Exercise instructions » What is needed is an exact copy of all the entries.

The data »
PR #703, opened 2022-08-03
Update Catalan translation

juxuanu:
For new release, following https://github.com/pdfarranger/pdfarranger/discussions/693


jeromerobert:
Rebased and merged as 284ca31

You did not updated the `.po` file. I guess that's because you can't run the `data/updatepo.sh` script to update from the `.pot` file. Do you want me to do it so you just have to edit the `.po` file ?

juxuanu:
@jeromerobert I ran the script, I don't know what went wrong. I checked the generated files's timestamps and they were from the moment the script was run...

Anyway, I'd appreciate the updated file to complete the translation.

Also, could it be possible to update them in the CI, maybe? It might be handier for contributors... Or use some external website like Weblate or Crowdin.

jeromerobert:
> Anyway, I'd appreciate the updated file to complete the translation.

Done

> Also, could it be possible to update them in the CI, maybe? It might be handier for contributors...

This is a question I have asked myself several times. I just wonder if this is what all translators prefer or if some want to have complete control over the update. In particular should I run `msgmerge -U` and `msgattrib --no-obsolete` and `msgattrib --no-fuzzy`. Let's move this discussion to the release thread where most translators are already notified.

> Or use some external website like Weblate or Crowdin.

I found this difficult to manage on an other project so I would prefer to avoid.

dreua:
All the relevant changes from this PR are already merged, therefore I'm closing it.
Jerome already updated the po-file in a6ee0c0fa773e74bcfa72d34330c2d4e2a7826c9 could you take another look at that? It would be nice to have at least the "fuzzy" translations reviewed (and the "fuzzy" tags removed, otherwise they won't show up).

Solution below »
PR #703, opened 2022-08-03
Update Catalan translation

juxuanu:
For new release, following https://github.com/pdfarranger/pdfarranger/discussions/693


jeromerobert:
Rebased and merged as 284ca31

You did not updated the `.po` file. I guess that's because you can't run the `data/updatepo.sh` script to update from the `.pot` file. Do you want me to do it so you just have to edit the `.po` file ?

juxuanu:
@jeromerobert I ran the script, I don't know what went wrong. I checked the generated files's timestamps and they were from the moment the script was run...

Anyway, I'd appreciate the updated file to complete the translation.

Also, could it be possible to update them in the CI, maybe? It might be handier for contributors... Or use some external website like Weblate or Crowdin.

jeromerobert:
> Anyway, I'd appreciate the updated file to complete the translation.

Done

> Also, could it be possible to update them in the CI, maybe? It might be handier for contributors...

This is a question I have asked myself several times. I just wonder if this is what all translators prefer or if some want to have complete control over the update. In particular should I run `msgmerge -U` and `msgattrib --no-obsolete` and `msgattrib --no-fuzzy`. Let's move this discussion to the release thread where most translators are already notified.

> Or use some external website like Weblate or Crowdin.

I found this difficult to manage on an other project so I would prefer to avoid.

dreua:
All the relevant changes from this PR are already merged, therefore I'm closing it.
Jerome already updated the po-file in a6ee0c0fa773e74bcfa72d34330c2d4e2a7826c9 could you take another look at that? It would be nice to have at least the "fuzzy" translations reviewed (and the "fuzzy" tags removed, otherwise they won't show up).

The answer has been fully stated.